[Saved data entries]
%%

PR #108, opened 2026-09-04
lan969x: expose explicit reset scopes

lperkov:
Separate the system, VCore, and ARM Core 0 warm-reset mechanisms so callers can select the intended propagation.

### DIFF
--- a/soc/microchip/lan969x/reset.go
+++ b/soc/microchip/lan969x/reset.go
@@ -13,16 +13,64 @@ import (
 )
 
 const (
+	// CPU registers
+	CPU_RESET           = CPU_BASE + 0x84
+	CPU_RESET_PROT_STAT = CPU_BASE + 0x88
+
+	// GCB registers
 	GCB_SOFT_RST = GCB_BASE + 0x0c
 	SOFT_SWC_RST = 1
 )
 
-// Reset asserts the switch core reset field causing the SoC to restart with a
-// soft reset.
-//
-// Note that only the SoC itself is guaranteed to restart as, depending on the
-// board hardware layout, the system might remain powered (which might not be
-// desirable). See respective board packages for cold reset options.
-func Reset() {
-	reg.Set(GCB_SOFT_RST, SOFT_SWC_RST)
+// ResetTarget specifies which parts of the chip Reset resets.
+type ResetTarget uint8
+
+const (
+	// Core0ColdReset stops the primary ARM core and its debug interface.
+	// Execution does not resume automatically and requires external recovery.
+	Core0ColdReset ResetTarget = 1 << iota
+	// WatchdogReset holds the watchdog in reset until a later Reset call clears it.
+	WatchdogReset
+	// DDRReset holds DDR memory in reset and stops programs that depend on it.
+	DDRReset
+	// L2CacheReset resets the ARM L2 cache and clears automatically when complete.
+	L2CacheReset
+	// JTAGReset holds the ARM JTAG controller in reset until a later Reset call clears it.
+	JTAGReset
+	// ProcessorDebugReset holds the ARM debug components in reset until a later Reset call clears it.
+	ProcessorDebugReset
+	// Core0WarmReset restarts the primary ARM core without a full processor reboot.
+	Core0WarmReset
+	// VCoreReset performs a full processor reboot without restarting the entire chip.
+	VCoreReset
+)
+
+// ResetProtection specifies which parts of the chip are protected from reset.
+type ResetProtection uint8
+
+const (
+	// PCIeProtection keeps the PCIe controller running during a VCore reset.
+	PCIeProtection ResetProtection = 1 << iota
+	// WatchdogResetStatus reports that a watchdog timeout reset VCore. It is not a protection setting.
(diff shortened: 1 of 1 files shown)


soc/microchip/lan969x/reset.go
```diff
@@ -13,16 +13,42 @@ import (
...
+// Callers must disable frame DMA before invoking this function. The board and
+// external devices remain powered; see board packages for cold reset options.
+func ResetVCore() {
+	reg.Write(CPU_RESET, 1<<RESET_VCORE_RST)
+
+	// wait for reset
+	select {}
+}
+
+// ResetCore0Warm performs a warm reset of ARM Core 0 while the VCore system
```
abarisani: Simplify this description, make documentation clear to users and a reset should be a simple matter.

soc/microchip/lan969x/reset.go
```diff
@@ -13,16 +13,42 @@ import (
...
+// ResetSystem initiates a system soft reset. The switch core always resets;
+// the VCore also resets unless protected through CPU_RESET_PROT_STAT.
+// Callers must disable frame DMA before resetting an unprotected VCore.
+func ResetSystem() {
 	reg.Set(GCB_SOFT_RST, SOFT_SWC_RST)
 }
+
+// ResetVCore restarts the VCore CPU from boot ROM by asserting a VCore reset.
+//
+// Callers must disable frame DMA before invoking this function. The board and
```
abarisani: Simplify this description, make documentation clear to users and a reset should be a simple matter. From a user standpoint I have no idea what "frame DMA" is and how to disable it, if there is a call out there to do so then refer it.

soc/microchip/lan969x/reset.go
```diff
@@ -13,16 +13,42 @@ import (
...
 
-// Reset asserts the switch core reset field causing the SoC to restart with a
-// soft reset.
-//
-// Note that only the SoC itself is guaranteed to restart as, depending on the
-// board hardware layout, the system might remain powered (which might not be
-// desirable). See respective board packages for cold reset options.
-func Reset() {
+// ResetSystem initiates a system soft reset. The switch core always resets;
+// the VCore also resets unless protected through CPU_RESET_PROT_STAT.
```
abarisani: Simplify this description, make documentation clear to users and a reset should be a simple matter. For a user what does "protected through CPU_RESET_PROT_STAT" mean or entail?

abarisani (changes requested):

soc/microchip/lan969x/reset.go
```diff
@@ -13,16 +13,31 @@ import (
...
-// Reset asserts the switch core reset field causing the SoC to restart with a
-// soft reset.
-//
-// Note that only the SoC itself is guaranteed to restart as, depending on the
-// board hardware layout, the system might remain powered (which might not be
-// desirable). See respective board packages for cold reset options.
-func Reset() {
-	reg.Set(GCB_SOFT_RST, SOFT_SWC_RST)
+// ResetCPU asserts the selected CPU_RESET fields.
+func ResetCPU(mask uint32) {
```
abarisani: While the register belongs to CPU_REGS it's really a generic reset register. I would rename `ResetCPU` to `func Reset(target ResetTarget)`

`ResetTarget` is a `uint8` type with a iota that describes the possible settings with a readable variable, each with a description of the meaning. The `Reset` argument can then take multiple values ORed together.

abarisani: I'd use the same logic of the previous comment also for `GCP_SOFT_RST` and have a single `func SoftReset(prot ResetProtection)` function, the mask would be written to `CPU_RESET_PROT_STAT` and allow full control.

`ResetProtection` is a `uint8` type with a iota that describes the possible settings with a readable variable, each with a description of the meaning. The `SoftReset` argument can then take multiple values ORed together.

abarisani (changes requested):

soc/microchip/lan969x/reset.go
```diff
@@ -13,16 +13,42 @@ import (
...
-//
-// Note that only the SoC itself is guaranteed to restart as, depending on the
-// board hardware layout, the system might remain powered (which might not be
-// desirable). See respective board packages for cold reset options.
-func Reset() {
-	reg.Set(GCB_SOFT_RST, SOFT_SWC_RST)
+// ResetTarget specifies what Reset restarts.
+type ResetTarget uint8
+
+const (
```
abarisani, line 28: Map all 8 mask bits please.

soc/microchip/lan969x/reset.go
```diff
@@ -13,16 +13,42 @@ import (
...
+	// Core0WarmReset restarts the primary ARM core without a full processor reboot.
+	Core0WarmReset ResetTarget = 1 << (iota + 6)
+	// VCoreReset performs a full processor reboot without restarting the entire chip.
+	VCoreReset
+)
+
+// ResetProtection controls VCore propagation of a switch-core soft reset.
+type ResetProtection uint8
+
+const (
```
abarisani, line 51: Map all 6 bits please.

abarisani (changes requested):

PR #111, opened 2026-09-17
Add Spacemit K1 and BPI F3 support

micgor32:
Adds support for Spacemit K1 SoC and BPI F3 board. Marked as a draft as I want to add few more drivers (eth and trng for eg). The state for now is that the code was tested and boots on a real hw.


board/bananapi/f3/console.go
```diff
@@ -0,0 +1,29 @@
...
+	"github.com/usbarmory/tamago/soc/spacemit/k1"
+)
+
+//go:linkname printk runtime/goos.Printk
+func printk(c byte) {
+	k1.UART0.TrySyncTx(c, 1<<22)
+
+	// The runtime terminates lines with a line feed alone, which advances
+	// a terminal to the next row without returning to the first column,
+	// staircasing the output.
```
MDr164, line 25: The staircasing is a global tamago issue and I so far fixed it locally in my actual `main()`, I'm not sure if board-level is the right place for it. My previous attempt at doing it board level was denied iirc.

board/bananapi/f3/mem.go
```diff
@@ -0,0 +1,22 @@
...
+//go:build !linkramsize
+
+package f3
+
+import (
+	_ "unsafe"
+)
+
+// The BPI-F3 is available with 2, 4, 8 or 16 GB of LPDDR4x DRAM, the default
+// size below is therefore conservative and covers all variants. Applications
```
MDr164, line 18: Out of curiosity: If the lowest size is 2G, why choose 512M as the default?

MDr164 (commented):
While I'm personally a fan of the larger explanatory comments I know that Andrea is not, I assume those need to be slimmed down to only the most crucial information.

board/bananapi/f3/mem.go
micgor32: no particular reason, was an arbitrary value that is large enough for testing

abarisani:
> While I'm personally a fan of the larger explanatory comments I know that Andrea is not, I assume those need to be slimmed down to only the most crucial information.

I can take a look and pinpoint my preference, maybe I can be persuaded :). 

Thanks for considering my preference.

PR #73, opened 2015-06-23
Fixed single and multi-page show to exclude hidden pages

dougmartin:
This commit has two parts:

1. Adds a migration to remove the nullability of is_hidden in pages.  The visible_pages has_many association used a is_hidden => false condition which was false for pages that had is_hidden set to null.  This caused multiple issues with code using this association.

2. Updates the single page and multi-page runtime template to use the visible_pages instead of pages association.


dougmartin:
@knowuh This fix corrects the question numbering so I closed that PR without a merge.

dougmartin:
Looking at failed tests now.

knowuh:
Yeah, I see the issue now.  @dougmartin code looks good.  I suspect some of those tests might have assigned `@pages` directly, and maybe didn't setup or mock `@activity` -- just a guess though.

dougmartin:
I've fixed all but one test locally.  Waiting to see if Travis encounters the remaining test error.

PR #74, opened 2015-06-25
Associate a Labbook with an Interactive. 

knowuh:
For the first part of this story:  https://www.pivotaltracker.com/story/show/97734786

Next step is:
> In standard mode authoring show the user which interactive a LabBook is associated with.

@dougmartin if you get a chance.

### DIFF
--- a/spec/models/embeddable/labbook_answer_spec.rb
+++ b/spec/models/embeddable/labbook_answer_spec.rb
@@ -5,7 +5,7 @@ describe Embeddable::LabbookAnswer do
 
   let(:labbook) { Embeddable::Labbook.create }
   let(:run) { Run.new }
-  let(:labbok_answer) { Embeddable::LabbookAnswer.create(question: labbook, run: run) }
+  let(:labbook_answer) { Embeddable::LabbookAnswer.create(question: labbook, run: run) }
 
   describe '#portal_hash' do
     let(:expected_hash) do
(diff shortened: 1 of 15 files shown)


spec/models/embeddable/labbook_answer_spec.rb
```diff
@@ -41,4 +41,19 @@
       expect(a_request(:post, labbook_replace_url)).to have_been_made.once
     end
   end
+
+  describe '#show_in_runtime?' do
+    describe 'with a disabled labbok' do
+      let(:labbook) { stub_model(Embeddable::Labbook, show_in_runtime?: false) }
+      it "should return false" do
+        expect(labbok_answer.show_in_runtime?).to eql(false)
```
dougmartin: Since you are in this file could you fix the typo "labbok_answer" => "labbook_answer"?

spec/models/embeddable/labbook_spec.rb
```diff
@@ -39,4 +39,34 @@
...
+        expect(labbook.is_connected?).to eql(false)
+      end
+
+      it 'it should not show up in the runtime' do
+        expect(labbook.show_in_runtime?).to eql(false)
+      end
+    end
+    describe 'when it has an interactive' do
+      let(:interactive) { MwInteractive.new  }
+      let(:args) { {interactive: interactive}}
```
dougmartin: I learned something here.  So inside this describe the outer :labbook would be reevaluated using the changed :args symbol?

dougmartin:
Looks good :+1:

spec/models/embeddable/labbook_spec.rb
knowuh: Yes. This is one of my favorite features of how lazy let evaluation works in specs.

spec/models/embeddable/labbook_answer_spec.rb
knowuh: Thanks. Fixed in 8634ce7

PR #77, opened 2015-06-26
Add interactive to labbook

knowuh:
First ½ of [Associate a Labbook embeddable with an interactive](https://www.pivotaltracker.com/story/show/97734786)

Second piece will be:

> In standard mode authoring show the user which interactive a LabBook is associated with.

BTW: This is the second attempt to merge this branch. Second time is a charm.   :)


knowuh:
@dougmartin this should be the same PR as before.

PR #80, opened 2015-06-29
Add redirects to image proxy [#98026438]

dougmartin:


scytacki:
Instead of rolling our own redirect handler. Can you try using the HTTPParty gem:
http://johnnunemaker.com/httparty/

The gem is already included in LARA. Perhaps it will have issues handling the binary image bytes, but I think we should try to use it and find out.

dougmartin:
@scytacki I updated it to use HTTPParty

dougmartin:
Wait on this - it isn't sending the content type down correctly yet.

dougmartin:
Ok, the content-type is being correctly sent.

scytacki:
:+1:

PR #82, opened 2015-06-30
Added model id to dropdown list of models [#95983092]

dougmartin:
I also added left side zero padding so the list stays indented at the same level and sorted the list by name like the current editor.


scytacki:
Authors are used to typing in the model number in order to find that particular model. This is because they start at a listing of the models, find one they like, remember the id, then go to the activity and hit the model pull down list.  With zero padding, They will have trouble typing in the id number. They will forget to add zeros for model ids below 100.

Perhaps this can be easily improved using something like chosen: http://harvesthq.github.io/chosen/  Then the id can be put at the end and when an author types an id it will still help them find the model.

dougmartin:
@scytacki I've removed the leading zeros.  If the goal is to keep the new editor looking like the existing editor I think it is the better alternative than adding the chosen jquery plugin.

scytacki:
works for me.

PR #84, opened 2015-06-30
Display labbooks under interactive

knowuh:


ddamelin:
Does this work mean that a lab book *must* be associated with an interactive? The way we are currently using it is to upload user generated images in CODAP would not work with this.

knowuh:
Hmn. I had forgotten that use case. As implemented, a labbook wouldn't show up in single page view if it didn't have an associated interactive element.  @scytacki please advise.

ddamelin:
We could artificially associate it with an interactive, for example, the CODAP launch button, but the purpose is to upload images the user has on their desktop rather than taking a snapshot. Can it still do that? Ultimately, I'd rather add the ability to the draw tool to have the user upload a background image rather than using the lab book, but we are working with the assessment item we have not the one we wished we had. :-)

knowuh:
I can modify this work and the editing work, so that a labbooks can be *explicitly* set as un-connected to an interactive.  In that case it would always show up in the usual assessment item area.

knowuh:
I added some comments to the PT stories to reflect the conversation here:
https://www.pivotaltracker.com/story/show/97734828
https://www.pivotaltracker.com/story/show/97734786

scytacki:
I'll add comments to the story.

knowuh:
OK, the new implementation goes like this:

* If its a single page layout, and the labbook is associated with an interactive, we show it under the interactive.
* If the labbook is snapshot interactive associated with either no-interactive, or a hidden interactive, we don't display the labbook.
* If the Labbook is an 'upload' labbook, then we display it along with the rest of the assessment items.

scytacki:
:+1:

PR #85, opened 2015-07-02
Import activity from portal

sagartalla:
LARA part for this story https://www.pivotaltracker.com/story/show/96186450

### DIFF
--- a/app/controllers/application_controller.rb
+++ b/app/controllers/application_controller.rb
@@ -7,6 +7,11 @@ class ApplicationController < ActionController::Base
   # Run authorization on all actions
   # check_authorization
   protect_from_forgery
+  skip_before_filter :verify_authenticity_token, if: :json_request?
+
+  def json_request?
+    request.format.json?
+  end
 
   # What to do if authorization fails
   rescue_from CanCan::AccessDenied do |exception|
--- a/app/controllers/application_controller.rb
+++ b/app/controllers/application_controller.rb
@@ -7,11 +7,6 @@ class ApplicationController < ActionController::Base
   # Run authorization on all actions
   # check_authorization
   protect_from_forgery
-  skip_before_filter :verify_authenticity_token, if: :json_request?
-
-  def json_request?
-    request.format.json?
-  end
 
   # What to do if authorization fails
   rescue_from CanCan::AccessDenied do |exception|
--- a/app/controllers/import_controller.rb
+++ b/app/controllers/import_controller.rb
@@ -1,5 +1,13 @@
 class ImportController < ApplicationController
 
+  include PeerAccess
+
+  skip_before_filter :verify_authenticity_token, if: :verified_json_request?
+
+  def verified_json_request?
+    verify_request_is_peer
+  end
+
   def import_status
     @message = params[:message] || ''
     respond_to do |format|
@@ -50,6 +58,9 @@ class ImportController < ApplicationController
     if response_code == 201
       response_publish = import_activity.republish_for_portal(portal,req_url)
       response_code = response_publish.code
+    else
+      response.headers["data"] = {:response_code => response_code}.to_json
+      render :nothing => true and return
     end
 
     response_body = JSON.parse "#{response_publish.body}", :symbolize_names => true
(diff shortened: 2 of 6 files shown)


app/controllers/application_controller.rb
```diff
@@ -7,6 +7,11 @@ class ApplicationController < ActionController::Base
   # Run authorization on all actions
   # check_authorization
   protect_from_forgery
+  skip_before_filter :verify_authenticity_token, if: :json_request?
+
+  def json_request?
+    request.format.json?
+  end
```
scytacki: This opens a security hole. Please remove this and work on another way.

app/controllers/import_controller.rb
```diff
@@ -26,5 +26,35 @@ def import
       end
     end
   end
-end
-  
+
+  def import_portal_activity
```
scytacki: How is this authenticated?  Can any anonymous user import a portal activity?

When LARA communicates with the portal it uses an authentication token. This is how the portal can trust LARA. So I think there needs to be something similar here.  The same token can be used.  LARA knows the token and the portal knows the token too.  The portal would use the Client#app_secret for LARA.  This will require adding a new field to Client: `Client#domain`, so we can figure out which Client is LARA.  So the portal looks at the `:authoring_site_url` configuration variable.  Gets the domain (for example `authoring.concord.org`), and then looks for a matching domain in the list of clients.

Then on the LARA side, LARA would look at all of its Concord::AuthPortal models to see if there is one with a matching `AuthorPortal#secret`

Here is how it works in the other direction:
LARA sends a republish request to the portal:
https://github.com/concord-consortium/lara/blob/staging/app/models/publishable.rb#L87
It adds the Bearer token header for the portal, if you trace it back you can see it is getting this token from `Concord::AuthPortal#secret`

And on the portal side this is checked using the PeerAccess module. It starts here:
https://github.com/concord-consortium/rigse/blob/master/app/controllers/external_activities_controller.rb#L14
PeerAccess looks for a `Client` that has a matching `Client#app_secret`, here:
https://github.com/concord-consortium/rigse/blob/master/app/controllers/peer_access.rb#L17

sagartalla: Once we add the `Client#domain`, we might need to change the rake sso:add_client in the portal here https://github.com/concord-consortium/rigse/blob/master/lib/tasks/sso.rake to adapt to the change.
Should we go ahead and do the necessary?

scytacki: I don't see how the user_id would work since I assume the request is coming from the Portal directly. So there would be no cookie sent from the users browser. But perhaps this doesn't work the way I think?

If  the user_id approach is secure then that is fine. But if it is not secure, then yes change the sso:add_client rake task so the domain is asked for. The domain can be optional.

app/controllers/import_controller.rb
```diff
@@ -26,5 +34,39 @@ def import
...
+      user = User.create(
+        email: request_json[:activity][:user_email],
+        password: User.get_random_password,
+        is_author: true
+      )
+    end
+
+    portal = Concord::AuthPortal.portal_for_url(request_json[:portal_url]) 
+    authentication = Authentication.find_by_provider_and_uid(portal.strategy_name,request_json[:domain_uid])
+    user = User.find(authentication.user_id)
```
scytacki: Which user is this? Is the admin that is triggering this import? Or is the author of the activity? If it is the author then this won't work because there won't be an Authentication yet.  If it is the admin, then this will mean the external activity in the portal will be owned by the admin instead of the author.  Perhaps you addressed these issues on the portal side of things.  I'm going to merge this in, but please add a comment here clarifying which user this is since I there are two possibilities.

sagartalla: @scytacki Yes, the user is the admin and he is triggering the import. The publishing code already links the author of the activity in LARA in the portal here https://github.com/concord-consortium/rigse/blob/import_itsi_schools_district_users/lib/activity_runtime_api.rb#L55 , in addition to this we have given the author role to this user(author of the activity and not the importer) in the portal here https://github.com/concord-consortium/rigse/blob/import_itsi_schools_district_users/lib/import_external_activity.rb#L29.

PR #87, opened 2015-07-06
Split up the publishable module into two pieces [#98300946]

dougmartin:
Split publishable model into two pieces in preparation for the changes to publishable for auto publishing.


knowuh:
Looks good.  :+1:

PR #89, opened 2015-07-06
Add after_update observable to publishable models [#98300886]

dougmartin:
This turned out to be very simple.  The model associations for the page and page_items child and grandchildren objects trigger the after_update callback in the lightweight activity for any updates to its contained models.  The "trigger a stubbed something" mentioned in the PT story just outputs a log line.  This will be fleshed out when the auto publishing queuing story is completed.

### DIFF
--- a/app/models/publishable.rb
+++ b/app/models/publishable.rb
@@ -66,4 +66,16 @@ module Publishable
       self.republish_for_portal(portal,self_url)
     end
   end
+
+  ## auto publishing methods
+
+  def self.included(clazz)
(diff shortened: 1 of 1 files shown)


scytacki:
Please change this to `logger.debug` this way it won't fill up the production log (if it gets deployed).  It would be OK to also set the default log level in `config/environments/development.rb` to be debug. That way other devs will see this message. The way to set the log level is shown in a comment of production.rb.

dougmartin:
@scytacki I changed the logger line.

PR #90, opened 2015-07-06
Integrate Spring to LARA Guard. rm guard-jasmin

knowuh:
Simplified working guard setup.  Uses Spring for faster running.

Note: Jasmine must be run from CLI.  But they weren't running in guard before either.


knowuh:
This should make running guard much faster for Devs.  Quick peak anyone? @psndcsrv @scytacki

PR #212, opened 2016-09-19
widen print boxes, open activities in a new window

scytacki:
Long activity titles were being cut off. This widening fix should reduce the chances of that. 
Also when a user clicks on the activity buttons on the sequence print page they should open in new tabs or windows.  

[#130152563]


knowuh:
@scytacki merged.

PR #213, opened 2016-09-21
Add linked state to copy

dougmartin:


scytacki:
@dougmartin can you make time to add these tests during this portal/lara iteration you are on?

PR #214, opened 2016-09-21
Added migration task

dougmartin:


scytacki:
This looks good. I want to check if the report_url is correct though given the recent bug report by Evangeline.

scytacki:
Using the server param for the root of the report URL seems right.  So I don't think this code has a problem with it.

PR #216, opened 2016-09-30
remove re-login, this has caused problems

scytacki:
Currently, if a student clicks the "not me" link:
1. they are logged out of the LARA
2. redirected to a logout route of the portal with the re-login and provider param
3. redirected back to LARA with the re-login and provider param
4. redirected back to the portal and shown the simple portal login screen
5. redirected back to LARA and shown the page that they clicked the "not me" link on.

This last step causes problems because this page is likely somewhere this user is not supposed to go.

This PR changes this to:
1. they are logged out of the LARA
2. redirected to a logout route of the portal with no parameters

They should end up on the portal home page with the login on the top right (either a button or the actual login fields).

It was not strictly necessary to remove the support for 're-login' to make this change, but since no other code was using it it seems best to remove it. One bit of removed code can be partially supported by some slightly different parameters. I'll comment on that inline.

[#131411477]

### DIFF
--- a/app/controllers/home_controller.rb
+++ b/app/controllers/home_controller.rb
@@ -1,15 +1,11 @@
 class HomeController < ApplicationController
   def home
-    if(params[:re_login])
-      redirect_to user_omniauth_authorize_path(params[:provider])
-    else
-      @filter  = CollectionFilter.new(current_user, LightweightActivity, params[:filter] || {})
-      # TODO: Add 'oficial' to the criteron?
-      @activities = @filter.collection.includes(:user,:changed_by,:portal_publications).first(10)
-      @filter.klass = Sequence
-      # TODO: Add 'oficial' to the criteron?
-      @sequences  = @filter.collection.includes(:user,:lightweight_activities).first(10)
-    end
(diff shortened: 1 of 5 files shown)


app/controllers/home_controller.rb
```diff
@@ -1,15 +1,11 @@
 class HomeController < ApplicationController
   def home
-    if(params[:re_login])
-      redirect_to user_omniauth_authorize_path(params[:provider])
```
scytacki: This feature can still be partially supported by using the "domain" parameter on any route in LARA.
One difference though, is the redirecting.  The code removed here leaves the user on the referrer page. So if this is code is run after a series of redirects then the user will end up back where they started. The "domain" parameter returns the user to same URL without the domain parameter, not the referrer.

As far as I can tell this re_login was only used by other code removed in this PR, so I'm not worried about removing it.

knowuh: OK, so this won't change logging into Lara (as an author say) via the 'login from <hostname>' links?

knowuh:
This looks fine to me. I checked out the code locally and verified that the basic authentication workflows we are used to still seem to work.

%%

• **Exercise directions**
Could you count the lines in the entries that hold the word "pieces"? Only the number is wanted.

• **Reply**
2